Einen absoluten Grenzwert gibt es bei betrunkenen Beifahrern bei Motorrädern nicht.
Richtig ist aber, dass es zu einer Strafanzeige und Verurteilung kommt, wenn der Beifahrer infolge seiner Trunkenheit das Motorrad zum Sturz oder zu einem anderen Unfall bringt (gefährlicher Eingriff in den Straßenverkehr). Das gleiche gilt auch, wenn ein betrunkener Beifahrer einem beim Auto ins Lenkrad greift oder sonstigen Blödsinn macht, wodurch es zum Unfall kommt.
Daher besser auf den Rücksitz verbannen. Vorgeschrieben ist das aber nicht. Aber auch da hat man Sorgfaltspflichten. Wenn man das absehen kann, dass der Dummheiten macht, wird einem das bestimmt auch vorgehalten.

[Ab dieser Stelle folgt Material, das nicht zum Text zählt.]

PR #2045, opened 2017-01-16
Remove old job code

josenavas:
Depends on #2044 so review/merge that one first.

Removes the old job.py code and its tests.

PR #2046, opened 2017-01-16
Fixes Qiita db

josenavas:
Depends on #2045 so review/merge that one first

Fixes most of the tests in qiita db


josenavas:
Ready for review - This is fixing the rest of qiita_db to be compliant with the new analysis.

Note: The QiitaStatusObject is no longer used in the system so I removed it here - more code cleaning 😄

qiita_db/test/test_meta_util.py
```diff
@@ -46,13 +46,13 @@ def test_get_accessible_filepath_ids(self):
         obs = qdb.meta_util.get_accessible_filepath_ids(
             qdb.user.User('shared@foo.bar'))
         self.assertItemsEqual(obs, {
-            1, 2, 3, 4, 5, 9, 12, 13, 14, 15, 16, 17, 18, 19, 20, 21})
+            1, 2, 3, 4, 5, 9, 12, 16, 17, 18, 19, 20, 21})
```
antgonza: Why are these being deleted? Are the analysis permissions be different from now on?

josenavas: Those filepaths ids no longer exists. The jobs that where inserted in the DB didn't had any kind of command information, so the patch removes them.

antgonza: Just to confirm, what you are saying is that those filepaths_ids where pushed but are not actually valid, right? If that's the case, are you creating new ones to test that the validate works or what's the plan? 

My concern is that: we don't add some kind of permission checking for the analysis.

josenavas: The permission checking on the analysis is done through the artifacts so that has been already tested. These files no longer exist, and 1 new file has been added (and it is seen in a test below)

antgonza: Thanks for confirming! As the changes are mainly deletions I think 1 review is enough. Merging.

PR #2047, opened 2017-01-16
fix #1987

### LINKED ISSUE #1987: should new artifacts created from public ones be public?
Currently, if you generate a new artifact from a public artifact, the new one is private. IMOO it should be public -- the artifact is being generated from a public one using a plugin available systemwide.

antgonza:


qiita_db/support_files/patches/python_patches/47.py
```diff
@@ -0,0 +1,30 @@
+from qiita_db.study import Study
+
+
+class ForRecursion(object):
```
josenavas: I think you are facing the same issue that I was facing when doing the analysis refactor. Try changing this:

https://github.com/biocore/qiita/pull/2040/files#diff-694f6ed1529987bc3435746a74426405R408

then the functions should work

antgonza:
Perhaps but I think the current method works fine, right?

josenavas:
I was looking at the code and I'm not sure if we really want to go and modify the visibility of the current artifacts. I think it is ok for moving forward inherit the lowest visibility of the parents, but I don't think I agree with the python patch.

Basically, it is possible that the raw data is private, but the final BIOM is public, and it has been used in an analysis. According the current code, the BIOM would become private, and people that had access before to that BIOM and did analysis with it, no longer have access. I would not modify the current status of the artifacts in the DB.

antgonza:
Good point but I don't think that case is actually possible, right? See: https://github.com/biocore/qiita/blob/master/qiita_db/artifact.py#L621. I could change it to check if any children in the "family" is public/private and if it is make them all follow that visibility.

qiita_db/support_files/patches/python_patches/47.py
```diff
@@ -0,0 +1,30 @@
...
+    work"""
+
+    @classmethod
+    def change_status(cls, artifact, status):
+        for a in artifact.children:
+            try:
+                a.visibility = status
+            except:
+                # print so we know which changes failed and we can deal by hand
+                print "failed aid: %d, status %s" % (artifact.id, status)
```
tanaes: Failed "aid?" Not sure I would understand what that was saying if I got this message.

PR #2052, opened 2017-01-20
fix get_studies

antgonza:


antgonza:
Assuming the test pass, which they should (?). This fixes why some studies are not being shown. 

- Old version
screen shot 2017-01-19 at 6 23 44 pm

- New version in test environment. Note that this is faster as the UNION is only returning unique values
screen shot 2017-01-19 at 6 23 51 pm

ackermag:
That looks a lot better... Is there any way you can check that there are no samples from North Korea (we have had problems before where N America samples are assigned to N Korea due to incorrect co-ordinates (+/-))?

antgonza:
None. 
screen shot 2017-01-19 at 7 03 44 pm

antgonza:
BTW we can wait for the key to die so the system updates or we can delete any of the stats keys:
- To find: `KEYS *:stats:*`
- To delete: `DEL *:stats:*`

PR #2056, opened 2017-01-21
fix #1913

### LINKED ISSUE #1913: field with new line breaks preprocessing
if we have a column with a new line in this format:

```
"This is my line.
"
```

preprocessing (split libraries) fails.

antgonza:
- Fixed #1913 + added test
- Reduced the loops over the headers and full files

### DIFF
--- a/qiita_db/metadata_template/util.py
+++ b/qiita_db/metadata_template/util.py
@@ -60,16 +60,13 @@ def prefix_sample_names_with_id(md_template, study_id):
         md_template.index.name = None
 
 
-def load_template_to_dataframe(fn, strip_whitespace=True, index='sample_name'):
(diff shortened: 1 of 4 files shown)


qiita_db/metadata_template/util.py
```diff
@@ -132,12 +116,30 @@ def load_template_to_dataframe(fn, strip_whitespace=True, index='sample_name'):
         holdfile.insert(0, "%s\n" % '\t'.join(headers))
         # The QIIME parser fixes the index and removes the #
         index = 'SampleID'
+    else:
```
josenavas: Any reason why these checks are done only if the file is not a mapping file? Note that users can upload a QIIME mapping file instead of sample + prep information, so I think it is better if these checks are always executed (as they're before).

PR #2057, opened 2017-01-24
Automatic jobs & new stats

antgonza:
This adds automatic jobs (which should be added to a cron job by the sys admin) and new stats.

### DIFF
--- a/qiita_db/meta_util.py
+++ b/qiita_db/meta_util.py
@@ -25,6 +25,16 @@ Methods
 # -----------------------------------------------------------------------------
 from __future__ import division
 
+from moi import r_client
+from os import stat
+from time import strftime, localtime
+import matplotlib.pyplot as plt
+import matplotlib as mpl
+from base64 import b64encode
+from urllib import quote
+from StringIO import StringIO
+from future.utils import viewitems
+
 from qiita_core.qiita_settings import qiita_config
 import qiita_db as qdb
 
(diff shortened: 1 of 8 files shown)


antgonza:
Tested in the test-env and seems to be working fine, runs < 2min. Once, we agree on what other stats we want to add (via the internal email) I will add the code so stats run from the new redis variables so nothing is calculated on the fly. 

Also, this is how the storage plot looks like:
screen shot 2017-01-24 at 6 43 59 am

antgonza:
This is ready for review, full code deployed in the test env.

qiita_db/meta_util.py
```diff
@@ -122,6 +133,150 @@ def get_accessible_filepath_ids(user):
...
+
+    plot = StringIO()
+    plt.savefig(plot, format='png')
+    plot.seek(0)
+    img = 'data:image/png;base64,' + quote(b64encode(plot.buf))
+
+    time = datetime.now().strftime('%m-%d-%y %H:%M:%S')
+
+    portal = qiita_config.portal
+    keys = [
```
josenavas: Note that in this for loop, each key enters in a single value of the if, which means that a for loop is not needed. I think a better way of doing this is:

```python
keys = ['number_studies', 'number_of_samples', 'num_users', 'lat_longs', 'num_studies_ebi', 'num_samples_ebi', 'img', 'time']
values = [number_studies, number_of_samples, num_users, lat_longs, num_studies_ebi, num_samples_ebi, img, time]
funcs = [r_client.hmset, r_client.hmset, r_client.set, r_client.set, r_client.set, r_client.set, r_client.set, r_client.set]

for k, v, f in zip(keys, values, funcs):
    redis_key = '%s:stats:%s' % (portal, k)
    f(redis_key, v)
```

qiita_db/test/test_meta_util.py
```diff
@@ -180,6 +181,59 @@ def test_get_lat_longs_EMP_portal(self):
...
+    def test_update_redis_stats(self):
+        qdb.meta_util.update_redis_stats()
+
+        # checking values from redis
+        portal = qiita_config.portal
+        keys = [
+            'number_studies', 'number_of_samples', 'num_users', 'lat_longs',
+            'num_studies_ebi', 'num_samples_ebi', 'img']
+
+        for k in keys:
```
josenavas: Same comment as above re doing the for loop.

qiita_db/util.py
```diff
@@ -714,7 +714,17 @@ def path_builder(db_dir, filepath, mountpoint, subdirectory, obj_id):
...
+    if exists(fp):
+        if isdir(fp):
+            func = rmtree
+        else:
+            func = remove
+        TRN.add_post_commit_func(func, fp)
+
+
+def purge_filepaths(delete_files=True):
     r"""Goes over the filepath table and remove all the filepaths that are not
```
josenavas: Can you update the docstring with the new parameter?

qiita_db/util.py
```diff
@@ -714,7 +714,17 @@ def path_builder(db_dir, filepath, mountpoint, subdirectory, obj_id):
                 for fpid, fp, fp_type_, m, s in results]
 
 
-def purge_filepaths():
+def _rm_files(TRN, fp):
```
josenavas: I don't think you need to pass TRN as a parameter, given that it is a global variable in the system, you can just use it.

qiita_pet/templates/stats.html
```diff
@@ -49,26 +49,40 @@
...
+      <tr>
+        <th>Studies</th>
+        <th>Samples</th>
+        <th>Users</th>
+      </tr>
+    </thead>
+      <tr>
+        <td>
+          {% for k in number_studies %}
+            <i>{{k}}</i>: {{number_studies[k]}}
```
josenavas: Can you put each of this values in one row? I think it looks better than one next to each other.

scripts/qiita-cron-job
```diff
@@ -0,0 +1,49 @@
...
+#    qiita.filepath and are present in the filesystem
+# 2. empty_trash_upload_folder: remove files that are present in the trash
+#    of the upload folders
+# 3. update_redis_stats: updates the redis stats information
+#
+# Note that is responsability of the Qiita install system admin to add to a
+# cron job this script and responsible to define how often it should run
+
+
+def call_purge_filepaths():
```
josenavas: Why do you have this intermediate functions? You can call them directly under main.

qiita_db/meta_util.py
```diff
@@ -122,6 +133,150 @@ def get_accessible_filepath_ids(user):
...
+    ebi_samples = {}
+    for k, sts in viewitems(studies):
+        number_of_samples[k] = 0
+        for s in sts:
+            st = s.sample_template
+            if st is not None:
+                number_of_samples[k] += len(list(st.keys()))
+
+            ebi_samples_count = 0
+            for pt in s.prep_templates():
```
antgonza: Excellent point, will add both.

qiita_db/util.py
antgonza: Turns out that you do, if not:
```
ERROR: test_purge_filepaths_null_cols (qiita_core.util.DecoratedClass)
  File "qiita_db/test/test_util.py", line 393, in test_purge_filepaths_null_cols
    self._common_purge_filpeaths_test()
  File "qiita_db/test/test_util.py", line 342, in _common_purge_filpeaths_test
    qdb.util.purge_filepaths()
  File "/Users/antoniog/svn_programs/qiita/qiita_db/util.py", line 768, in purge_filepaths
    _rm_files(fp)
  File "/Users/antoniog/svn_programs/qiita/qiita_db/util.py", line 724, in _rm_files
    TRN.add_post_commit_func(func, fp)
NameError: global name 'TRN' is not defined
```

josenavas: Oh, well, yeah, in that case you need to use it as:
`qdb.sql_connection.TRN` not just `TRN`.

josenavas: Not blocking though...

qiita_db/meta_util.py
```diff
@@ -122,6 +133,147 @@ def get_accessible_filepath_ids(user):
...
+    missing_files = []
+    for k, sts in viewitems(studies):
+        for s in sts:
+            for a in s.artifacts():
+                for _, fp, dt in a.filepaths:
+                    try:
+                        s = stat(fp)
+                        stats.append((dt, s.st_size, strftime('%Y-%m',
+                                      localtime(s.st_ctime))))
+                    except:
```
ElDeveloper: Can you specify the exception name here?

qiita_db/util.py
ElDeveloper: From looking at the file, I think this is because you need to import the TRN object, right @josenavas?

qiita_db/util.py
```diff
@@ -739,30 +754,58 @@ def purge_filepaths():
...
         sql = "DELETE FROM qiita.filepath WHERE filepath_id=%s"
         db_results = qdb.sql_connection.TRN.execute_fetchindex()
         for fp_id, fp, fp_type, dd_id in db_results:
-            qdb.sql_connection.TRN.add(sql, [fp_id])
+            if delete_files:
+                qdb.sql_connection.TRN.add(sql, [fp_id])
+                fp = join(get_mountpoint_path_by_id(dd_id), fp)
+                _rm_files(qdb.sql_connection.TRN, fp)
+            else:
+                print fp, fp_type
```
ElDeveloper: Is this print statement needed? Doesn't seem to be described in the docs.

qiita_db/util.py
```diff
@@ -739,30 +754,58 @@ def purge_filepaths():
...
+
+        for mp in qdb.sql_connection.TRN.execute_fetchflatten():
+            for path, dirs, files in walk(gfp(mp)):
+                if path.endswith('/trash'):
+                    if delete_files:
+                        for f in files:
+                            fp = join(path, f)
+                            _rm_files(qdb.sql_connection.TRN, fp)
+                    else:
+                        print files
```
ElDeveloper: Same as the other print.

scripts/qiita-cron-job
```diff
@@ -0,0 +1,33 @@
...
+# Distributed under the terms of the BSD 3-clause License.
+#
+# The full license is in the file LICENSE, distributed with this software.
+# -----------------------------------------------------------------------------
+
+from qiita_db.util import purge_filepaths, empty_trash_upload_folder
+from qiita_db.meta_util import update_redis_stats
+
+
+# This script will perform these jobs:
```
ElDeveloper: ok

qiita_db/meta_util.py
```diff
@@ -122,6 +133,147 @@ def get_accessible_filepath_ids(user):
...
+    plt.xticks(all_dates_axis, all_dates)
+    plt.legend()
+    plt.grid()
+    ax = plt.gca()
+    ax.yaxis.set_major_formatter(mpl.ticker.FuncFormatter(sizeof_fmt))
+    plt.xlabel('Date')
+    plt.ylabel('Storage space per data type')
+
+    plot = StringIO()
+    plt.savefig(plot, format='png')
```
ElDeveloper: Sounds good then.

qiita_db/util.py
ElDeveloper: Sounds good.

PR #737, opened 2024-12-27
feat(tket2-hseries): Add `tket2.wasm` extension

doug-q:


tket2-hseries/src/extension/wasm.rs
```diff
@@ -0,0 +1,885 @@
...
+    /// The name of the `tket2.wasm.func` type.
+    pub static ref FUNC_TYPE_NAME: SmolStr = SmolStr::new_inline("func");
+
+    /// The [TypeParam] of `tket2.wasm.lookup` specifying the name of the function.
+    pub static ref NAME_PARAM: TypeParam = TypeParam::String;
+    /// The [TypeParam] of various types and ops specifying the input signature of a function.
+    pub static ref INPUTS_PARAM: TypeParam = TypeParam::List { param: Box::new(TypeBound::Any.into()) };
+    /// The [TypeParam] of various types and ops specifying the output signature of a function.
+    pub static ref OUTPUTS_PARAM: TypeParam = TypeParam::List { param: Box::new(TypeBound::Any.into()) };
+}
```
lmondada, line 122: It might be that cargo fmt-ing this without the macro will break up some of the lines that are looking quite long at the moment.

tket2-hseries/src/extension/wasm.rs
```diff
@@ -0,0 +1,885 @@
...
+            _ => Err(()),
+        }
+    }
+}
+
+/// Fallibly convert a [TypeArg] to a [Type].
+///
+/// This will fail if `arg` is of non-type kind (e.g. String),
+/// or if `arg` contains row variables.
+/// TODO move this to `impl TypeArg` in `hugr-core`
```
lmondada, line 306: Are you leaving this here for the moment because you do not want to make changes to `hugr-core` right now?

tket2-hseries/src/extension/wasm.rs
```diff
@@ -0,0 +1,885 @@
...
+                let outputs = TypeRV::new_row_var_use(2, TypeBound::Copyable);
+
+                let func_type = WasmType::func_custom_type(inputs, outputs, extension_ref).into();
+                PolyFuncTypeRV::new(
+                    [
+                        NAME_PARAM.to_owned(),
+                        INPUTS_PARAM.to_owned(),
+                        OUTPUTS_PARAM.to_owned(),
+                    ],
+                    Signature::new(vec![module_type], vec![func_type]),
```
lmondada, line 397: I'm a noob when it comes to define (parametrised) type signatures, so take this with a grain of salt. I notice that `Self::lookup` and `Self::call` use different ways to define the signatures returned, even though superficially they seem quite similar to me (`Signature::new` vs `FuncValueType::new`, `Type` vs `WasmType` etc)...

It would make it more readable if both code blocks were as similar as possible. If you can't use the same function calls & types for whatever reason, then maybe just put the respective function signatures in a comment -- it took me awhile to parse what they meant and had to refer several times back to the module docs (which were supremely useful btw).

lmondada (approved):
Thanks @doug-q! It's always very fun to read your code, I learn a lot.

I don't have much useful feedback, other than that your design perfectly seems sound!

mark-koch:
The extension design looks good to me 👍

Just to clarify, the `WasmType::Context` is to track global state between wasm calls, right? So it's fine to call `GetContext` multiple times if you don't care about preserving that state?

tket2-hseries/src/extension/wasm.rs
```diff
@@ -0,0 +1,885 @@
...
+//!
+//!  `tket2.wasm.get_context` takes a `prelude.usize`, allowing multiple independent
+//!  contexts to exist simultaneously. `get_context` is fallible, returning
+//!  `None` if the specified context has already been obtained via an earlier
+//!  `get_context` op and not `dispose_context`ed.
+//!
+//!  `tket2.wasm.func` is a type representing a handle to a function in a
+//!  `tket2.wasm.module`. It carries type args defining it's signature, but not
+//!  it's name.
+//!
```
ss2165, line 29:
```suggestion
//!  `tket2.wasm.module`. It carries type args defining its signature, but not
//!  its name.
//!
```

tket2-hseries/src/extension/wasm.rs
```diff
@@ -0,0 +1,885 @@
...
+//!  A `tket2.wasm.func` is obtained from a `tket2.wasm.lookup` op, which takes
+//!  a compile-time name and signature, and a runtime module. TODO Likely the
+//!  module should be compile time here, but I think we need
+//!  extension-op-static-edges to do this properly.
+//!
+//!  `tket.wasm.func`s are called via the `tket2.wasm.call` op. This op takes:
+//!   - a `tket2.wasm.context` identifying where the call will exectue;
```
ss2165, line 36:
```suggestion
//!   - a `tket2.wasm.context` identifying where the call will execute;
```

ss2165 (commented):
Looks good, add to https://github.com/CQCL/tket2/blob/99c7678ba26019d3bbe7c18a98572c5afba4720a/tket2-hseries/src/bin/tket2-hseries.rs#L9-L10 and regenerate extensions?

ss2165:
I would strongly prefer to separate out the breaking change in to a separate commit to main

ss2165 (changes requested):
I would strongly prefer to separate out the breaking change in to a separate commit to main

tket2-hseries/src/extension/wasm.rs
```diff
@@ -766,6 +770,17 @@ mod test {
         assert_eq!(m1.extension_reqs(), ExtensionSet::singleton(EXTENSION_ID));
     }
 
+    #[rstest]
+    #[case(WasmType::Module)]
+    #[case(WasmType::Context)]
+    #[case(WasmType::new_func(type_row![], type_row![]))]
+    #[case(WasmType::new_func(vec![TypeRV::new_row_var_use(0, TypeBound::Any)], vec![bool_t()]))]
+      fn wasm_type(#[case] wasm_t: WasmType) {
```
ss2165, line 778: looks like a formatting issue

ss2165 (approved):
thanks for the changes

Als Beifahrer darf man jemanden dann auch nicht mehr auf dem Motorrad mitnehmen, wenn er nicht mehr in der Lage ist sich selbst festzuhalten. Insoweit hat man auch eine Sorgfaltspflicht für seinen Passagier, eben Verantwortung für seinen Beifahrer. Das versteht sich aber eigentlich von selbst.
Daher also, wenn einer so besoffen ist, dass er nur mehr kriechen kann, sollte er am besten von einem Krankenwagen ins nächste Krankenhaus transportiert werden. Auf einem Motorrad hat der jedenfalls nichts mehr verloren.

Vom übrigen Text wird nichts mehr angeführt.